In my syzkaller log, only this program had the MD5 operation.
I ran this overnight but had no luck for now.

---8<---
23:51:30 executing program 0:
r0 = socket$inet(0x2, 0x4000000000000001, 0x0)
setsockopt$inet_tcp_TCP_MD5SIG(r0, 0x6, 0xe, &(0x7f0000000780)={@in={{0x2, 0x0, @local}}, 0x0, 0x9, 0x6, 0x0, "0000000000000000000000000000000000000000000000000000000000000000000000000000000000000000000000000000000000000000000000000000000000000000000000000030cf00"}, 0xd8) (async)
bind$inet(r0, &(0x7f0000deb000)={0x2, 0x4e23, @multicast1}, 0x10) (async, rerun: 64)
sendto$inet(r0, 0x0, 0x0, 0x200007b9, &(0x7f0000000040)={0x2, 0x4e23, @local}, 0x10) (async, rerun: 64)
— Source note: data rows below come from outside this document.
Issue #1617, opened 2023-04-17
[SelfLearning] Learning Path Card


FFawzy:
Goal
a card component with the following props:

- duration
- product name
- title

The following feature is going to be implemented in a separate PR
A wrapper in the mdx page that is responsible for displaying content if the user is not logged in only including
- The Learning path card 
- the signup CTA button

[Link to Figma Board](https://www.figma.com/file/GqhHFUcEaMxBXnMM9TXdaZ/%F0%9F%9F%A2-Feedback-Board?node-id=340-3361&t=8UhPubea93XA8b4y-0)

gabriele-ct:
@nkuehn about the logged in/logged out wrappers:
Do you have any idea about how to handle upon a full page refresh or minisite change the state when auth0 is still loading and the user doesn't appear as authenticated?

This is the current behaviour:


![Image](https://user-images.githubusercontent.com/106664971/233975438-301ff7c5-5e8f-4a6d-8662-d63d483fa2c6.gif)

nkuehn:
> Do you have any idea about how to handle upon a full page refresh or minisite change the state when auth0 is still loading and the user doesn't appear as authenticated?
> 
> As you can se there's a moment when the logged out content appears when we hard refresh the page, I think this is unavoidable

@gabriele-ct  This looks like having to retain cached local state like we intend to do with SWR's localstorage cache.  But in any case we'll have to live with the fact that we don't know anything until the static page is hydrated.  

An Idea:  Maybe give the component a boolean (set vs. not set) prop like "optimistic" or "assumeTrue" that allows the author to define whether to assume logged in or not until we know something.  if it's set the static pregeneration would render independently of what the hook delivers.  Otherwise we would not render anything until the page hydrates (we cannot prevent the layout shift in this case because the space cannot be reserved because it's unknown what it will contain)

gabriele-ct:
Good idea, I implemented that. Thank you

PR #1634, opened 2023-04-24
feat: add IsUserLoggedIn or IsUserLoggedOut component

gabriele-ct:
contributes to #1617


websites/docs-smoke-test/src/content/index.mdx
```diff
@@ -29,3 +30,13 @@ title: Explore how to build a documentation website for commercetools
...
+
+# Logged in or logged out content
+
+<IsUserLoggedIn>
+ ## Welcome back!
+</IsUserLoggedIn>
+
+<IsUserLoggedOut>
+ ## Please log in
+</IsUserLoggedOut>
```
nkuehn, line 42: Would it be more readable or "template language like"  if it were `<IfUserLoggedIn>`  vs. `<IsUserLoggedIn>` ?

websites/docs-smoke-test/src/content/index.mdx
```diff
@@ -1,6 +1,7 @@
 ---
 title: Explore how to build a documentation website for commercetools
 ---
+import { IsUserLoggedIn, IsUserLoggedOut } from '@commercetools-docs/gatsby-theme-learning'
```
nkuehn, line 4: I think this component is small enough to be provided automatically through the shortcodes file.

websites/docs-smoke-test/src/content/index.mdx
gabriele-ct: Yes, agreed

websites/docs-smoke-test/src/content/index.mdx
gabriele-ct: Sure, makes sense

nkuehn:
P.S:  to reduce the flicker time on reloads we could set the Auth0 Provider cache to localstorage: https://auth0.github.io/auth0-react/interfaces/Auth0ProviderOptions.html#cacheLocation  

This would generally improve UX when switching between microsites

Issue #1633, opened 2023-04-24
Choose API domain based on the current deployment URL


gabriele-ct:
Client side implementation of the change implemented here https://github.com/commercetools/learning-tech/pull/409#pullrequestreview-1397543886

PR #1636, opened 2023-04-25
Change learning api host to and include credentials

nkuehn:
Addresses #1633 

(conditional switching exists only in the docs here - it's to be applied in the actual content repos)


gabriele-ct (approved):

nkuehn:
```
CypressError: Timed out retrying after 4000ms: 
The command was expected to run against origin https://docskit-sha-a7521d078dc62263fa709da1d0f41896d5afa9a5.commercetools.vercel.app 
but the application is at origin https://auth.id.commercetools.com

This commonly happens when you have either not navigated to the expected origin or have navigated away unexpectedly.
```
My first thought was that the login may be redirecting back but cypress still acts as if it's still working on the auth.id...  host ("or have navigated away unexpectedly" in the error message).  Or the other way around?  

What is really puzzling is how this relates to the change in this PR and why it runs fine in the browser if used manually.  

It is reproducible in that PR and other PRs seem to run the test fine at the moment. 

Issues I found:
 * https://github.com/cypress-io/cypress/issues/25911#issuecomment-1449284686  (not a convincing solution, looks just like a trial and error result. Manually does a navigation to the right page on the actual site after the login step but that would not test any more if the redirection is working)

gabriele-ct:
Very weird behaviour.
Running e2e headed I can see the login happening but the logout redirection fails displaying the auth0 error page.
Running local server I can't login, or, for better saying, I login but I immediately get logged out.
Better double check tomorrow with fresh eyes

nkuehn:
> Running e2e headed I can see the login happening but the logout redirection fails displaying the auth0 error page.

@FFawzy  that sounds quite a bit like we have to first fix the Auth0 origins configuration - the details of the three different fields can be confusing. I scheduled a remeet for the three of us concerning the issue.

FFawzy (approved):

PR #1637, opened 2023-04-25
chore: fix lint warnings for missing hook dependencies

gabriele-ct:


nkuehn (commented):
i would rather keep those functions that we know do not actually mutate inside the dependencies and not disable the ESLint rule.  

If the function (e.g. `closeModal`) is not actually changing it does not hurt to have it as a dependency because it will not trigger unnecessary re-renders anyways if it does not change.  But if we disable the rule altogether we will not see actual issues any more when the dependencies of the hooks change later when we evolve the code. 

I think the rule only needs to be disabled if there is a frequently changing dependency that you deliberately want to be excluded from the dependencies because it changes frequently but that change should not trigger a re-render.    In that case I would explain the situation in a comment.

gabriele-ct:
I don't like this rule very much as it leads devs to not really think about what actually should trigger the function to run (aka what are the actual changing dependencies). I've removed the disable lint where you suggested.

nkuehn:
>  I don't like this rule very much

I also first though it's just too mechanic and there should be thought behind it etc.   But while trying to find out about why and whether functions or not I saw that Dan Abramov made  boldfaced extrastrong statement that usually you should not turn off the rule because it will just bite you later ( https://github.com/facebook/create-react-app/issues/6880#issuecomment-485912528 ).  I then chose to not even try to fully understand it but follow that advice - the real boss spoke and I followed :-) 

Wording in that endless github thread sometimes ended with somthing like "if you want to live on the edge do it, but otherwise... ".

nkuehn (approved):

PR #1643, opened 2023-04-27
fix: useeffect dependency causes application crash

gabriele-ct:


nkuehn (commented):
I'm sorry. I had asked for this - I don't know what information to trust any more.  React docs say we should add all dependencees but it crashes nevertheless.

PR #1084, opened 2016-07-25
CA-213728: Going to Home Server tab can change home server

GaborApatiNagy:
Even though the correct row have been selected by the time the grid becomes visible, it is not displayed properly. This change set fixes the problem by selecting the row again.


MihaelaStoica:
Looks good. Merging.

PR #1085, opened 2016-07-25
CP-16936: Implement GUI for viewing the PVS farms and PVS servers (read-only)

Frezzle:
Added new dialog for viewing PVS farms and servers.


XenAdmin/Dialogs/PvsFarmDialog.cs
```diff
@@ -0,0 +1,127 @@
...
+        /// Creates a dialog for viewing the PVS farms and PVS servers on a particular connection.
+        /// </summary>
+        /// <param name="_connection">May not be null.</param>
+        public PvsFarmDialog(IXenConnection _connection)
+        {
+            System.Diagnostics.Trace.Assert(_connection != null);
+            connection = _connection;
+
+            InitializeComponent();
+            Text += string.Format(" - '{0}'", this.connection.Name);
```
MihaelaStoica: We should put the string in the resources (Messages.resx). Also, shouldn't this be something like "PVS Farms - {0}"?

XenAdmin/Dialogs/PvsFarmDialog.cs
```diff
@@ -0,0 +1,127 @@
...
+        private void Rebuild()
+        {
+            Program.AssertOnEventThread();
+
+            try
+            {
+                gridView.SuspendLayout();
+                gridView.Rows.Clear();
+
+                PVS_farm[] pvsFarmsArray = connection.Cache.PVS_farms;
```
MihaelaStoica: We can use Sort() function here, which will sort the XenObjets by Name property (which we will need to define). E.g.
`var pvsFarms = new List<PVS_farm>(Connection.Cache.PVS_farms);`
`pvsFarms .Sort();`

XenAdmin/Dialogs/PvsFarmDialog.resx
```diff
@@ -0,0 +1,521 @@
...
+  <data name="$this.AutoScaleDimensions" type="System.Drawing.SizeF, System.Drawing">
+    <value>96, 96</value>
+  </data>
+  <data name="$this.ClientSize" type="System.Drawing.Size, System.Drawing">
+    <value>618, 361</value>
+  </data>
+  <data name="$this.Font" type="System.Drawing.Font, System.Drawing">
+    <value>Tahoma, 8pt</value>
+  </data>
+  <data name="$this.Icon" type="System.Drawing.Icon, System.Drawing" mimetype="application/x-microsoft.net.object.bytearray.base64">
```
MihaelaStoica: The dialog shouldn't have the icon embedded in the resource, it should inherit application's icon

XenAdmin/Controls/DataGridViewEx/CollapsingPvsFarmServerDataGridViewRow.cs
```diff
@@ -0,0 +1,165 @@
...
+
+                SetNoIcon();
+
+                ipAddressesCell.Value = string.Join(", ", server.addresses);
+                firstPortCell.Value = server.first_port;
+                lastPortCell.Value = server.last_port;
+            }
+        }
+
+        public int ExpansionCellIndex
```
MihaelaStoica: Are these public properties used anywhere?

Frezzle: UnderlyingFarm and IsFarmRow are used but the others aren't. I will remove the index-related ones, but should I also remove the UnderlyingServer and IsServerRow, or should I keep them for completeness/future-use (as their "counterparts" are currently in use)?

XenAdmin/Dialogs/PvsFarmDialog.cs
Frezzle: The Text property is initialized to "PVS Farms" by the designer and then here we concatenate " - '{0}'". I'll add a string resource and change this to an assignment similar to:
Text = string.Format(Messages.PVS_FARMS_DIALOG_TITLE, this.connection.Name);

stephen-turner: I'm not commenting on this specific case, but concatenation of strings generally doesn't work well when localising: other languages may have the parts in a different order, or use different separators, or different parts of speech in different contexts, or... So it's generally better to specify the whole string.

XenAdmin/Controls/DataGridViewEx/CollapsingPvsFarmServerDataGridViewRow.cs
MihaelaStoica: Let's keep UnderlyingServer and IsServerRow, for completeness

Frezzle:
@MihaelaStoica All changes made :+1:

MihaelaStoica:
Looks good. Merging

PR #1086, opened 2016-07-28
Fixed issue on the New SR wizard where the SR type details panel was …

kc284:
…not populated

when the default checked button was invisible.


Frezzle:
Looks good; merging.

PR #1087, opened 2016-07-28
CA-214622: Confusing info shown on Install Update screen

Frezzle:
Changed message to "Deleting update installation file ..." to match wording in previous page of the wizard.


GaborApatiNagy:
Looks good

PR #1088, opened 2016-08-01
CA-217449 &  CA-173661 - Control domain memory alert fixes

MihaelaStoica:


kc284:
Looks ok to me. I'm merging it.

PR #1089, opened 2016-08-02
CA-216935: Fixed a bug that can occur when multiple pools are being u…

GaborApatiNagy:
…pdated with the same update and one of the prechecks happen before the other pool is finished applying the update

The PatchPrechecksOnMultipleHostsInAPoolPlanAction did not filter the patchmappings by masterhost, so with some probability, it could choose the wrong mapping (pool_patch object for the same update, but in different pool). This bug is being fixed in this commit, other changes only renamed (for more consistent naming) a class and removed an unused field.


MihaelaStoica:
Looks good. Merging.

PR #1090, opened 2016-08-02
CA-217232: Batch updates: Install Dundee released hotfixes in Batch f…

GaborApatiNagy:
…ails with wrong message in hotfix wizard

Despite the update sequences are correct by host, when they are flattened, the original order (order in minimal patches) was not considered properly, so a missing patch was scheduled for later in the sequence than it should have been, thus the upgrade failed with a precheck-error.

This bug occurs when we are given
* a pool of more than one host,
* with (at least) patchA not installed on 2 or more hosts
* patchA requires patchR that is not installed on at least one of the above hosts (but not not on all)
* the host that is missing patchR is ahead of other hosts in pool.Hosts.Cache

### DIFF
--- a/XenAdmin/Core/Updates.cs
+++ b/XenAdmin/Core/Updates.cs
@@ -477,11 +477,11 @@ namespace XenAdmin.Core
                 // Take all the hotfixes for this version
                 allPatches.AddRange(serverVersions[0].Patches);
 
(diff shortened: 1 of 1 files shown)


MihaelaStoica:
Looks good. Merging

PR #1092, opened 2016-08-03
CA-104472: Refactoring and removal of duplicate code. This also fixes…

kc284:
… descrepancies

in the calculation of the never-expiring licence ("greater than 3653 days" in
LicenceAlert and LicenceStatus vs "greater than or equal to 3653 days" elsewhere).


MihaelaStoica:
Looks good. Merging.

PR #1094, opened 2016-08-05
CA-210549: Make MultipleAction and ParallelAction cancellable

MihaelaStoica:
- The multiple action is cancellable if is at least one sub action is not completed
- When a multiple action is cancelled, we try to cancel all sub actions that are not completed
- Also changed the way we calculate the percent complete for the parent action, to report partial progress of the sub actions

### DIFF
--- a/XenModel/Actions/MultipleAction.cs
+++ b/XenModel/Actions/MultipleAction.cs
@@ -148,7 +148,7 @@ namespace XenAdmin.Actions
             }
         }
 
-        private void RecalculatePercentComplete()
+        protected virtual void RecalculatePercentComplete()
         {
             int total = 0;
             int n = subActions.Count;
--- a/XenModel/Actions/MultipleAction.cs
+++ b/XenModel/Actions/MultipleAction.cs
@@ -34,6 +34,7 @@ using System.Collections.Generic;
 using XenAdmin.Core;
 using XenAdmin.Network;
 using XenAPI;
+using System.Linq;
 
 
 namespace XenAdmin.Actions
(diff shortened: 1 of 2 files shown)


XenModel/Actions/MultipleAction.cs
```diff
@@ -127,15 +143,26 @@ private void SubActionChanged(ActionBase sender)
...
                 SubActionDescription = subAction.Description;
+                RecalculatePercentComplete();
                 OnChanged();
             }
         }
 
+        private void RecalculatePercentComplete()
+        {
+            int total = 0;
+            int n = subActions.Count;
```
kc284: I believe we should be doing the calculation with (actionsByConnection.Count+actionsWithNoConnection.Count) instead of subActions.Count, because actionsByConnection does not include actions with disconnected connections, so it may happen that we'll be calculating the percentage waiting for the completion of actions that never actually started.

MihaelaStoica:
Thanks @kc284. I've updated the pull request.

XenModel/Actions/MultipleAction.cs
```diff
@@ -127,15 +143,26 @@ private void SubActionChanged(ActionBase sender)
             {
                 SubActionTitle = subAction.Title;
                 SubActionDescription = subAction.Description;
+                RecalculatePercentComplete();
                 OnChanged();
             }
         }
 
+        protected virtual void RecalculatePercentComplete()
```
kc284: Now that I'm looking at it again, and apologies for not thinking of it the first time, wouldn't it be more efficient to increment the multiple action percentage by  an n-th of the percentage of the sender in the SubActionChanged handler instead of iterating though the relevant subactions or actionsWith/WithoutConnection? In which case, actionsCount could become protected in the parent class and the Recalculate method could go completely. Any hidden caveats in doing so?

MihaelaStoica: If we do that, then we keep incrementing with the percentage of the sender every time the sender changes, which is not correct, as an action's percentage should only be added once.

kc284: Yes, indeed, that would work only if we had the percentage delta.
In any case, the PR looks ok now, I'm merging it.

socket$inet6(0xa, 0x0, 0x0) (async)
getsockopt$EBT_SO_GET_INIT_ENTRIES(0xffffffffffffffff, 0x0, 0x83, &(0x7f0000000080)={'filter\x00', 0x0, 0x4, 0x1000, [0x0, 0x8, 0x1, 0x1, 0x0, 0x7fffffff], 0x4, &(0x7f0000000000)=[{}, {}, {}, {}], &(0x7f0000000880)=""/4096}, 0x0) (async, rerun: 32)
socket(0x0, 0x0, 0x0) (async, rerun: 32)
r1 = openat2(0xffffffffffffffff, &(0x7f0000000100)='./file0\x00', &(0x7f0000000140)={0x20000, 0x8, 0x14}, 0x18)
bind$inet(r1, &(0x7f0000000180)={0x2, 0x4e22, @remote}, 0x10) (async)
sendmsg$nl_route(0xffffffffffffffff, 0x0, 0x0)
---8<---


>
> You could not have KMEMLEAK in the kernel, and run the repro a thousand times.
>
> Then compare /proc/slabinfo before/after.